本作は、人型の人物を殺すことを中心としたゲーム内容で大きな論争英語版を巻き起こした。1976年7月、新聞や市民団体は、このゲームがバーチャルな形で暴力を助長しているとして攻撃し始めた[2][3][4][5]

ゲーム内容[編集]

アップライト筐体

1人または2人のプレーヤーが、画面上の車をハンドルとアクセルペダルで操作する。目的は、車両から逃げる「グレムリン」を轢き殺すこと。プレイヤーがぶつかると、彼らは悲鳴や鳴き声を上げたりして、画面上で墓石に置き換えられる。これにより、画面が乱雑になり、プレイヤーは墓石を避けなければならなくなるため、ゲームの難易度が上がる[6]
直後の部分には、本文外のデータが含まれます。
PR #13, opened 2019-04-12
Coordinate support

Kokaiinum:
Well, here it is. Tested it with your converted acc hair.


DeathWeasel1337:
Very nice, thank you!

PR #27, opened 2019-12-04
add AI_StudioSceneLoadedSound, add DragAndDrop support to StudioSceneLoadedSound

GeBo1:
If you're interested, this adds AI_StudioSceneLoadedSound, and patches support in for DragAndDrop (soft dependency so plugin should work fine if it's not installed).


GeBo1:
I think I broke something when I was cleaning out my log messages. I'll debug it and update this PR.

PR #52, opened 2020-08-05
Remove redundant null checks

UselessToucan:


DeathWeasel1337:
The null checks within UpdateSkinOverlay are not redundant, loading the default male character in Honey Select 2 for example will result in nullref here. Null checks are one of the cheapest possible operations and even running hundreds of thousands of them shows no statistically significant difference in run times, with the non-null check times coming out slightly slower as often as not. That said, I don't think it's worth my time or yours on hunting down possible redundant null checks, much less so on testing afterwards.

PR #63, opened 2020-11-09
Subtitles: Updated HS2 hooks

GeBo1:
Now works with HS2 concierge, tutorial, and intro scenes


GeBo1:
Updated XML files incoming

PR #73, opened 2021-03-06
Update DynamicBoneEditor.Controller.cs

Madevil:
need this change in line #104
or the coordinate always point to the one when card saved


DeathWeasel1337:
Thanks!

PR #75, opened 2021-03-15
Fix for reloading in Koikatsu H

jalil49:
I posted some videos in #mod-programming of Koikatsu discord. Probably needs some testing to see if it works in other games, but it should be fine with #if KK conditions

[video of ME fix how it behaves currently is the 2nd video above
](https://discord.com/channels/447114928785063977/476358846764548137/821131692893798432)


DeathWeasel1337:
Discussed it on Discord and came to a more complete solution, should be fixed as of 3.0.4

PR #85, opened 2021-05-19
Fix HS2 monochrome issue.

KissHug:
I cannot figure out what is exact problem, but I suffered monochrome does not working properly and I made a suppress code.
It is not efficient but working.


DeathWeasel1337:
Can you explain the problem? I might be able to come up with a more efficient solution. Does it happen in H mode or Studio? I don't play much HS2 so I haven't experienced it.

KissHug:
Maybe the timing is problem. I logged how many objects being hidden from `UpdateMonochromeBody()`, it always 0. Then, fixed if give some delay to it.

PR #98, opened 2021-09-12
Update ph_shaders.unity3d

AgiShark:
Replaced Standard shader and Standard_culloff shader in ph_shaders.unity3d embedded in Material Editor.dll to contain enough shader variants.

The `ph_shaders.unity3d` file embedded in PH_MaterialEditor.dll contains shaders collected from vanilla game files.
Among them, the `standard` shader does not include `shader variants` that enable even basic keywords such as _NORMALMAP,_ALPHAPREMULTIPLY_ON, so if you swap to that standard shader, Immediately, the mods will drop normal map textures.
`_NORMALMAP` is the most notable one, and other keywords (such as _EMISSION,DETAIL_MULX2_...) also don't work at all.
So, PH users are using the `Standard_555` ME shader mod as a replacement for the Standard shader, but there is another issue.

When you swap the shader of PH mods using the standard shader, press the `Reset` button in ME, the mods now use the standard shader included in ph_shaders.unity3d, As a result, the mods' normal map textures become unavailable.
So users have to reload the mods to restore them.

For the above reasons, I thought it would be better to replace the Standard shader and Standard_culloff shader, which users use most often when making mods.

https://youtu.be/XNVv0_bNLCc

Thank you for maintaining such a great plugin.


ManlyMarco:
Looks good, thank you for the PR.

PR #126, opened 2022-02-26
Fix random button in Sunshine FreeH VR

ASDAFL:
Added pre-processor tags where needed for VR differences between KK and KKS.


DeathWeasel1337:
Thanks

PR #132, opened 2022-04-15
Created Partial High Poly mode

### LINKED ISSUE #104: [KKS] ForceHighPoly issues
> steps to reproduce:
Get the island girl card, make her fully naked, save and use that as default
Start the game, go to her and observe that she looks fine
Skip some day time from morning to next one for example
Go to her and now she has a dick
the BepInEx folder https://drive.google.com/file/d/1ZNdRv_5d-NAiPT-W4VX-uc8EGV_-3ugN/view?usp=sharing
the UserData folder https://drive.google.com/file/d/15yqr5bdWvxu-yUalYTqrP33KCLK-FNk6/view?usp=sharing
with those to reproduce just load the 3rd save (row 2 column 1)
then walk to her, skip time and walk back
happens without uncensor selector

jalil49:
Enables high poly on a per-character basis
It is enabled when there is a clothing piece that lacks a low poly counterpart.
By extension preventing errors of people who lack certain pieces throwing errors

Enabled Cannot be renamed

external plugin uses enabled

Appears to fix #104


src/ForceHighPoly.Core/ForceHighPoly.cs
```diff
@@ -18,13 +17,15 @@ public partial class ForceHighPoly : BaseUnityPlugin
         public const string Version = "1.2.2";
 
         public static ConfigEntry<bool> Enabled { get; private set; }
+        public static ConfigEntry<bool> PartialPoly { get; private set; }
 
         internal void Main()
         {
             var hasEnoughRam = KKAPI.Utilities.MemoryInfo.GetCurrentStatus().ullTotalPhys > 16L * 1000L * 1000L * 1000L; // At least 16GB
             Enabled = Config.Bind("Config", "High poly mode", hasEnoughRam, "Whether or not to load high poly assets. Improves quality of characters in roaming mode and fixes some modded items not appearing.\nMay require exiting to main menu to take effect. This option has high memory requirements, at least 8GB of RAM is recommended (with ~10 characters).");
+            PartialPoly = Config.Bind("Config", "Partial High poly mode", true, "Use High Poly Assets on Characters who wear clothing that lack low poly models and prevents the resulting errors.\nMay require exiting to main menu to take effect. This option has Lower memory requirements, at least 8GB of RAM is recommended (with ~10 characters).");
```
ManlyMarco, line 26: The partial setting is confusing, if I turn the 1st setting off and the second on does it load partially or not at all? Instead of adding a new setting it might be better to change type of the 1st setting to an enum that has None, Full, and Partial values, with partial being the default.

src/ForceHighPoly.Core/ForceHighPoly.Hooks.cs
```diff
@@ -1,36 +1,224 @@
...
+            /// Might not be neccessary because of the first line of the above method, put probably also cheaper than the previous method
+            /// Equivilant to last method results of patching AssetBundleManager and trimming _low
+            /// </summary>
+            /// <param name="__result"></param>
+            [HarmonyPostfix, HarmonyPatch(typeof(ChaInfo), nameof(ChaInfo.hiPoly), MethodType.Getter)]
+            private static void HiPolyPostfix(ref bool __result)
+            {
+                __result = __result || Enabled.Value;
+            }
+            #region Transpile code that works, but animation locks
```
ManlyMarco, line 94: Probably should be removed before merging. If it's possibly going to be useful in the future it's better to keep it in a branch or a discussion.

src/ForceHighPoly.Core/ForceHighPoly.Hooks.cs
```diff
@@ -1,36 +1,224 @@
...
+                            continue;
+                        }
+                        var manifestName = lib.GetInfo(ChaListDefine.KeyType.MainManifest);
+                        var assetBundleName = lib.GetInfo(ChaListDefine.KeyType.MainAB);
+#if KK
+                        Singleton<Manager.Character>.Instance.AddLoadAssetBundle(assetBundleName, manifestName);
+#elif KKS
+                        Manager.Character.AddLoadAssetBundle(assetBundleName, manifestName);
 #endif
+                        if (!CommonLib.LoadAsset<UnityEngine.GameObject>(assetBundleName, lib.GetInfo(ChaListDefine.KeyType.MainData) + "_low", false, manifestName) && CommonLib.LoadAsset<UnityEngine.GameObject>(assetBundleName, highAssetName, false, manifestName))
```
ManlyMarco, line 75: Does this get reused? It seems like this would slow down the load process, and if only one piece of clothing is missing a low poly version then others will get their low and high poly versions loaded. I think there's a method for checking if an asset exists, maybe that can be used?

src/ForceHighPoly.Core/ForceHighPoly.Hooks.cs
```diff
@@ -1,36 +1,224 @@
...
-            private static void LoadAssetAsyncPrefix(ref string assetName) => RemoveLow(ref assetName);
-
             /// <summary>
-            /// Strip "_low" from the end of an asset name
+            /// Test all coordiantes parts to check if a low poly doesn't exist.
+            /// if low poly doesnt exist for an item set HiPoly to true and exit;
             /// </summary>
-            private static void RemoveLow(ref string assetName)
+            /// <param name="__instance"></param>
+            [HarmonyPostfix, HarmonyPatch(typeof(ChaControl), nameof(ChaControl.Initialize))]
```
ManlyMarco, line 14: Does this fire when the character changes clothes on the main map? e.g. in dressing room. If not, then the old value would be used which might be wrong.

ManlyMarco (changes requested):

src/ForceHighPoly.Core/ForceHighPoly.cs
jalil49: The full version will take priority, but indeed a Enum works

src/ForceHighPoly.Core/ForceHighPoly.Hooks.cs
jalil49: This is postfixed to ChaControl initialization so it's before the character gets loaded and doesn't get caught up having to interact with any Async patches.

src/ForceHighPoly.Core/ForceHighPoly.Hooks.cs
jalil49: Fired upon character creation, since game currently hates reloading the character

src/ForceHighPoly.Core/ForceHighPoly.Hooks.cs
jalil49: Tried looking into this, but looking for the _low asset's existence seems to be approximately equal amount of work and needing new code

ManlyMarco (approved):

src/ForceHighPoly.Core/ForceHighPoly.cs
```diff
@@ -16,15 +15,50 @@ public partial class ForceHighPoly : BaseUnityPlugin
...
+            PolySetting.SettingChanged += PolySetting_SettingChanged;
+            Enabled = Config.Bind("Config", "High poly mode", hasEnoughRam, new ConfigDescription("Original Setting: kept due to externnal dependency\nWhether or not to load high poly assets. Improves quality of characters in roaming mode and fixes some modded items not appearing.\nMay require exiting to main menu to take effect. This option has high memory requirements, at least 8GB of RAM is recommended (with ~10 characters).", null, new ConfigurationManagerAttributes() { Browsable = false }));
```
ManlyMarco, line 25:
```suggestion
            PolySetting = Config.Bind("Config", "Set High Poly Mode State", hasEnoughRam ? PolyMode.Full : PolyMode.Partial, "Whether or not to load high poly models. Improves quality of characters in roaming mode and fixes some modded items not appearing.\nMay require exiting to main menu to take effect.\nNone: Original behavior - Some characters may throw errors and walk around with glitched clothing.\nPartial: Use high poly models only if necessary. Higher resource usage and longer load times when using some modded clothes.\nFull: Always use high poly models. Best quality but very high resource usage. At least 8GB of RAM is recommended with ~10 characters. Load times might take up to 3x as long.");
            PolySetting.SettingChanged += PolySetting_SettingChanged;
            Enabled = Config.Bind("Config", "High poly mode", hasEnoughRam, new ConfigDescription("Original Setting: kept due to externnal dependency\nWhether or not to load high poly assets. Improves quality of characters in roaming mode and fixes some modded items not appearing.\nMay require exiting to main menu to take effect. This option has high memory requirements, at least 8GB of RAM is recommended (with ~10 characters).", null, new ConfigurationManagerAttributes() { Browsable = false }));
```

PR #153, opened 2022-07-02
Add a color picker for color properties of PH_ME

AgiShark:
eg

I just made it work on my box. But I have no coding background.
If you find something I've missed or could improve on, I'd appreciate it if you let me know.
Users of the latest PH repack probably need to update the Bepinex and Bepisplugins.

Thanks


DeathWeasel1337:
Thank you!

Issue #141, opened 2022-04-29
[HS2]StudioWindowResize Outfit list overflowing


BullOnMars:
Title, in studio, the outfit list is overflowing in HS2, other games not tested.
Plus UI incompatibility with Browser Folders 2.6.2, list is overlapping with Browser Folders UI, since Browser Folders UI cannot be moved.

ManlyMarco:
Confirmed.
Overflowing is caused by [this](https://github.com/IllusionMods/KK_Plugins/blob/master/src/StudioWindowResize.Core/StudioWindowResizePlugin.cs#L119) line. Character lists need to be checked as well, might need to change over to the Strict version of the method.
Overlapping with Browser Folders is known, it needs to be fixed on the Browser Folders side by letting the windows be resized.

PR #157, opened 2022-07-14
Fix Costume list overflow & add resize for Image Board list

kkykkykky:
In regard to #141. Tested in all but KK. Mines too old 😛.
Thanks!


DeathWeasel1337:
Thanks

PR #518, opened 2022-05-26
Fix frontend "npm start"

illume:
There was an issue with the dependencies, and `make run-frontend` wasn't working. 
(That's fixed in the first commit.)

Additionally, there were a number of errors and warnings introduced with the Notifications component. This PR removes the ones emitted on load but leaves other ones which become apparent when interacting with the component. There are also some other console warnings that could be removed, but those are left for another time.

I expect the es/pt locale files will need some attention :)

## How to use

`cd frontend && npm install && npm start`

Should run Headlamp with no big warning/error alert.

## Testing done

`cd frontend && npm install && npm start` runs.


joaquimrocha (approved):

joaquimrocha:
It works, with 10 warnings related to missing files.
@illume , is this something that impacts the rest of the build somehow?

illume:
I can't see any other effect. The warning seems to come from that component failing with typescript.

Probably, I'd like to address that separately to this PR (probably with a PR+another patch or replacing the dependency if upstream continues to be stalled).

PR #519, opened 2022-05-26
Update: nodeSelector

till:
The other has been deprecated since kubernetes v1.14

# update node selector

Updates the node selector to get rid off this warning:

```
service/headlamp created
Warning: spec.template.spec.nodeSelector[beta.kubernetes.io/os]: deprecated since v1.14; use "kubernetes.io/os" instead
deployment.apps/headlamp created
```

### DIFF
--- a/kubernetes-headlamp.yaml
+++ b/kubernetes-headlamp.yaml
@@ -41,4 +41,4 @@ spec:
           initialDelaySeconds: 30
           timeoutSeconds: 30
       nodeSelector:
-        'beta.kubernetes.io/os': linux
+        'kubernetes.io/os': linux


joaquimrocha:
@yolossn or @knrt10 , can you verify what's the best approach here?

knrt10:
It makes sense, but make sure that the node also has the labels assigned. I checked it on minkube it did had the required label `kubernetes.io/os`.

So I guess the change makes sense.

till:
I am not sure I understand the _discussion_. The label was there before but emits a deprecation warning.

I just updated it. I tested it on a k0s setup. It has the label as well.

till:
@joaquimrocha Thank you!

PR #527, opened 2022-05-30
Fix multiple kubeconfig bug

yolossn:


backend/cmd/headlamp.go
```diff
@@ -209,14 +210,27 @@ func createHeadlampHandler(config *HeadlampConfig) http.Handler {
...
-		var err error
-
-		contextsFound, err := GetContextsFromKubeConfigFile(kubeConfigPath)
-		if err != nil {
-			log.Println("Failed to get contexts from", kubeConfigPath, err)
+		var kubeConfigs []string
+		if runtime.GOOS == "windows" {
+			kubeConfigs = strings.Split(kubeConfigPath, ";")
+		} else {
+			kubeConfigs = strings.Split(kubeConfigPath, ":")
```
joaquimrocha, line 217: Nit: I'd assign the right delimiter to a var and avoid duplicating the logic (i.e. calling just one Split).

backend/cmd/headlamp.go
```diff
@@ -209,14 +210,27 @@ func createHeadlampHandler(config *HeadlampConfig) http.Handler {
...
+		for _, kubeConfig := range kubeConfigs {
+			kubeConfig, err := absPath(kubeConfig)
+			if err != nil {
+				log.Println("Failed to get current user", err)
+				continue
+			}
+
+			contextsFound, err := GetContextsFromKubeConfigFile(kubeConfig)
+			if err != nil {
+				log.Println("Failed to get contexts from", kubeConfig, err)
```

筐体は標準的なレーシングスタイルのアップライト筐体である。白と黒を基調に、墓地を駆け抜けるマッスルカーとそれを見守る木の上のハゲワシが描かれ、マーキーとモニターベゼルは着色されている。また、一部のものは白地に黒のアートワークを持っていた。

歴史[編集]

1975年、エキシディは自社のゲーム『Destruction Derby』をアーケードゲーム会社のシカゴ・コイン英語版にライセンス供与して製造した。しかし、翌年シカゴ・コインは財政難に陥り、最終的には解散することになった。また、エキシディは独占的な製造権を売却したため、『Destruction Derby』から利益を得ることができなくなった[2]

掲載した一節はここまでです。